YOUR GOAL: For every line of the records below that holds "extra", add one. Give only the final total.

Stored items from a collection:
○ ○ ○

PR #55, opened 2015-01-11
Add B9 proc wings.  Rearrange FASA launch apparatus

jwvanderbeck:
* Adds the new B9 Procedural Wings into START node like existing pWings.
* Moves FASA launch apparatus to START with the exception of the full fledged tower.  This allows use of clamps and umbilicals early on to avoid boil off issues.
* Sorted Stock Launch Clamp along with FASA clamps

### DIFF
--- a/tree.yml
+++ b/tree.yml
@@ -117,6 +117,9 @@ start:
     winglet:
     winglet3:
     wingStrake:
+    B9_Aero_Wing_Procedural_TypeA:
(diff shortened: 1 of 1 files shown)


jwvanderbeck:
I did *not* test these because I didn't want to go through the hassle of setting up perl to compile it, but its pretty basic changes that should be sound.

Issue #57, opened 2015-01-13
Hiding/tagging unsupported parts


NathanKell:
When parts don't say "non-RO", people tend to think that means RP-0 supports them. We should at the very least tag unsupported parts, IMO, and consider hiding them.

OtherBarry:
I'm unsure how i feel about this. On the one hand, RP-0 is a very custom career ode with a very clear intention, hence, hiding unsupported parts prevents people from ruining RP-0, without losing the ability to play sandbox with whatever parts they want.

On the other hand, you have pjf's view, which is that RP-0 is very light weight, and as compatible and supportive of whatever users choose to do with it as possible, so hiding things is a bad idea. Tagging them may not be great either, as when I play, using a "non-RO" part makes me feel guilty, as if i've broken the rules of the realism mods. Which again, doesn't really fit with the (not that i like to call it this, but it is apt) pjf RP-0 way.

NathanKell:
The problem is RL10 available from node 1 for like 600 funds...

Sent by my thumbs, slowly.

OtherBarry:
Which RL10? From which part pack?

NathanKell:
KW, IIRC. Also it appears BobCat's engines unlock early too.

You're correct that hiding is bad for sandbox. Instead, we can just chuck them in the ORPHANS node, it's what it's there for. Since the problem seems worst for engines, we might only do it for engines, so that other parts we don't touch don't necessarily get made unavailable in career.

BevoLJ:
Would this affect the non-ro parts we've added.  I add Kos and IR.  I know they aren't supported, but feel they greatly enhance my style of play and like where they fall in the tech tree right out of the box so use them anyway.

NathanKell:
Create a mini-PR? :)

Felger:
Suggestion:
Create a RO Filter config for Filter Extensions ([Forum Link](http://forum.kerbalspaceprogram.com/threads/104231), [Github Link](https://github.com/Crzyrndm/FilterExtension/))

bax-:
Both of Felgers suggestions sound great to me (who is otherwise totally not involved in this).

cherrydev:
[...]

PR #61, opened 2015-01-22
Hide all non RO parts

bax-:
exception: Asteroids
maybe better optional?


NathanKell:
Um...this only deals with RO parts, not whether parts are supported or not by RP-0 itself. Also, per the discussion in #57 this might be too drastic. Thanks though!

bax-:
Totally understand!

PR #62, opened 2015-01-24
AIES Integration

jwvanderbeck:
Work in Progress
Added all AIES parts to ORPHANS until they are configured
Added LR-91 and LR-87 engines and derivatives


jwvanderbeck:
Added the satellite buses available in AIES.  Dates aren't 100% real because the real dates were driven more by commercial demand than technical ability.  Instead I placed them between the two main satellite nodes where they made the most sense.

However I have priced them lower than the existing FASA Agena probe core based on my estimation of prices given that the R&D program for NASA's common bus was about $10.7 million in 1965 dollars.  I think the FASA Agena probe core should be looked at to ensure its pricing is correct.

jwvanderbeck:
Some changes are dependent on pull #63

jwvanderbeck:
Ok so that covers all the AIES engines up to the end of the 1960s. Without any real tech clarity beyond that i'm holding off on the other engines.

jwvanderbeck:
Fixed merge conflict because git is stupid

PR #67, opened 2015-01-30
Update AIES engine VR1vulcan (RS-68A)

Arbos:
Remove engine from ORPHANS and add to giganticRocketry.

When I updated RP-0 to 0.21 I noticed RS-68A wasn't available. I have added it to giganticRocketry (TL7 present day) because it  was certified for use on Delta IV in December 2001.

### DIFF
--- a/tree.yml
+++ b/tree.yml
@@ -888,13 +888,13 @@ fusionRockets:
 giganticRocketry:
 #TL7 present day
     liquidEngineconstelacion:
-    VR1vulcan:
 
 colossalRocketry:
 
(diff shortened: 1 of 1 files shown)


jwvanderbeck:
The tech tree out beyond 1965-1970 is really quite vague, so I had pushed this engine and the other more modern engines out until I had a chance to try and make sense of the future plans.

NathanKell:
This should be in exoticAlloys actually; we are using the Construction line as the hydrolox engines line.

PR #69, opened 2015-01-30
FASA engine configs

jwvanderbeck:
Initial FASA engine configs file
Added LR87 and LR91 to match their AIES counterparts


NathanKell:
I believe this has been superceded per our IRC discussion, @jwvanderbeck. Please let me know if it was not and reopen.

PR #70, opened 2015-01-31
add smaller sizes for Stack Chute and Cone Chute

bax-:
- they are now the biggest size  -> you have to press "previous size" to get them
- might also be integrated in RealismOverhaul but is probably RP-0 specific


NathanKell:
Yeah, I'd actually much rather you apply this directly to RO. I'm gradually trying to backport all the extra stuff RP-0 adds back into RO, such that RP-0 will *only* deal with tech and prices.

bax-:
sounds reasonable!

PR #72, opened 2015-02-03
Fix cost of Mark1-2Pod

BevoLJ:
1 Million to 10k


NathanKell:
@BevoLJ but you didn't change cost, you changed research cost (entrycost) which is supposed to be a billion bucks (1,000,000 funds). Cost remains 10,000. Questionmark.

PR #74, opened 2015-02-06
Add AJ10-104D

jwvanderbeck:
Yes I named my branch wrong.

This adds the AJ10-104D, the main engine used in Able Star launches.
ref: http://space.skyrocket.de/doc_lau/thor_ablestar.htm

Also a quick fix to the Isp of the -142

### DIFF
--- a/GameData/RP-0/VSR_Engines.cfg
+++ b/GameData/RP-0/VSR_Engines.cfg
@@ -931,6 +931,31 @@
 		}
 		CONFIG
 		{
+			name = AJ10-104D	// Main engine used on Ablestar
+			minThrust = 35.1
+			maxThrust = 35.1
+			heatProduction = 100
+			PROPELLANT
+			{
+				name = UDMH
+				ratio = 0.406
+				DrawGauge = True
+			}
+			PROPELLANT
+			{
+				name = IWFNA
+				ratio = 0.594
+			}
+			atmosphereCurve
+			{
+				key = 0 278
+				key = 1 248
+			}
+			massMult = 1.0
+			techRequired = advRocketry
+		}
+		CONFIG
+		{
 			name = AJ10-142-Delta
 			minThrust = 34.25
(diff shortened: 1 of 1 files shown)


NathanKell:
Needs a slightly higher massMult (1.1 or so?) for the larger nozzle, and it also seems to lack a cost? Other than that, very cool! :)

jwvanderbeck:
Do you have reference on the larger nozzle?  The mass is a bit up in the air because from what I can tell it was a very flexible engine that could be configured in many different ways based on mission requirements.  This included both an aluminum version that massed 30% less as well as a stainless steel version.

NathanKell:
I don't recall my reference offhand, but I did read the area ratio was higher (after all, gotta get that higher Isp somehow) from a nozzle extension. That extension is what adds the mass.

jwvanderbeck:
Can bump it up a little bit I guess, but my understanding is that it weighs LESS than its predecessors when used without the extension, so i'm not sure how much mass to add with it.
It goes from an expansion ratio of 20 without to 40 with if that helps determine extension size?

jwvanderbeck:
Actually this engine is supposed to have restart capability as well, but i'm not sure how to add that.

NathanKell:
@jwvanderbeck slight problem: if you add that engine ignitor module config to one of the CONFIGs you need to add them to all CONFIGs else when you swap to 104D you get the five restarts but when you swap away it doesn't change back to only 1 ignition (as with all things in CONFIG, if it's not set explicitly the existing value is maintained). See how the LV-909 config (also in VSR) handles it.

As for the 5-15 thing, I think you're thinking of Agena and the Gemini Agena Target Vehicle.

jwvanderbeck:
Arg well that's a pain.  Ok i'll look into that in a bit.  And yeah I couldn't find my source so quite possibly I was thinking of the wrong engine.

PR #75, opened 2015-02-07
Engin configs cleanup

jwvanderbeck:
** This will break save games **

Just like on the RO side, this is a pass to clean up all the engine configs to bring them into a neat orderly fashion with consistency across part packs, etc, etc.

**NOTE** At least one change in here requires the same change made to RO which is in this PR: https://github.com/KSP-RO/RealismOverhaul/pull/137

So the RO needs to be accepted before this one will work properly.

### DIFF
--- a/GameData/RP-0/FASA_Engines.cfg
+++ b/GameData/RP-0/FASA_Engines.cfg
@@ -97,3 +97,19 @@
 		}
 	}
 }
+// A4/A7
+@PART[FASA_Mercury_Redstone_Eng]:FOR[RP-0]
+{
+	@MODULE[ModuleEngineConfigs]
+	{
+		%configuration = A-6
+		@CONFIG[A-6]
+		{
+			%cost = 0
+		}
+		@CONFIG[A-7]
+		{
+			%cost = 50
+		}
+	}
+}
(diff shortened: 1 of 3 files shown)


pjf:
Good news: RealismOverhaul gives the antenna sensible stats. 0.05 EC/sec, and a range of 6Mm. While
that still makes it a not-so-attractive choice of antennae (4 x C16s in root mode costs the same, weighs
less, and gives more range), it's nowhere near as imbalanced as what I thought.

Bad news: Either RO isn't applying the change properly, or RemoteTech is overwriting it:

`RO_FASA_Agena.cfg`:

    @PART[FASAAgenaAnt]:AFTER[RemoteTech]
    {
            @MODULE[ModuleRTAntenna]
            {
                    @Mode1OmniRange = 6000000
                    EnergyCost = 0.05
                    @TRANSMITTER
                    {
                            @PacketInterval = 0.4
                            @PacketSize = 1
                    }
            }
    }

`RemoteTech_FASA_Antennas.cfg`:

    @PART[FASAAgenaAnt]:AFTER[FASA]:NEEDS[RemoteTech] // Agena Antenna
    {
        !MODULE[ModuleDataTransmitter] {}
        
        @MODULE[ModuleAnimateGeneric]
        {
            %allowManualControl = false
        }
        
        %MODULE[ModuleRTAntenna] {
            %Mode0OmniRange = 0
            %Mode1OmniRange = 3750000
            %MaxQ = 6000
            %EnergyCost = 0.36
            
            %DeployFxModules = 0
            
            %TRANSMITTER
            {
                %PacketInterval = 0.10
                %PacketSize = 2
                %PacketResourceCost = 8.0
            }
        }
        
        %MODULE[ModuleSPUPassive] {}
    }

I'm not exactly sure why RO's changes aren't taking. It may be we're running at the wrong time, especially since the RT config isn't `:FOR[RemoteTech`.

PR #84, opened 2015-02-16
New AJ10 fixes

jwvanderbeck:
Fixed name of shroud node


jwvanderbeck:
This seems to fix the AJ10 for me.  2 test flights with no issues.

PR #86, opened 2015-02-17
Cost/Place Skylab & fix Soyuz solar node

BevoLJ:
Solars from Electronics to Electrics nodes

### DIFF
--- a/tree.yml
+++ b/tree.yml
@@ -844,6 +844,10 @@ flightControl:
 
 #now this is Hydrolox TL3
 advConstruction:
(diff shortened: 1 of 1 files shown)


BevoLJ:
Waiting on https://github.com/KSP-RO/RealismOverhaul/pull/146 for Skylab to be added to RO.

BevoLJ:
Looks like @Felger just merged the Skylab PR in RO, so if my costing is good enough it is ready to go.  :)

PR #89, opened 2015-02-26
Place even more parts

pjf:
A bunch of part placings and costings so things look better for anyone
with FASA or SXT installed.


NathanKell:
<3 commentary.

PR #599, opened 2016-11-20
RO Castor IV & Star 37 P&P

PhineasFreak:
* Place and price the RO Castor 4 and Star 37 SRMs.


rsparkyc:
Looks like an extra RT1 node at the end of the file is causing errors when writing out tree.cfg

○ ○ ○

RESPONSE: 2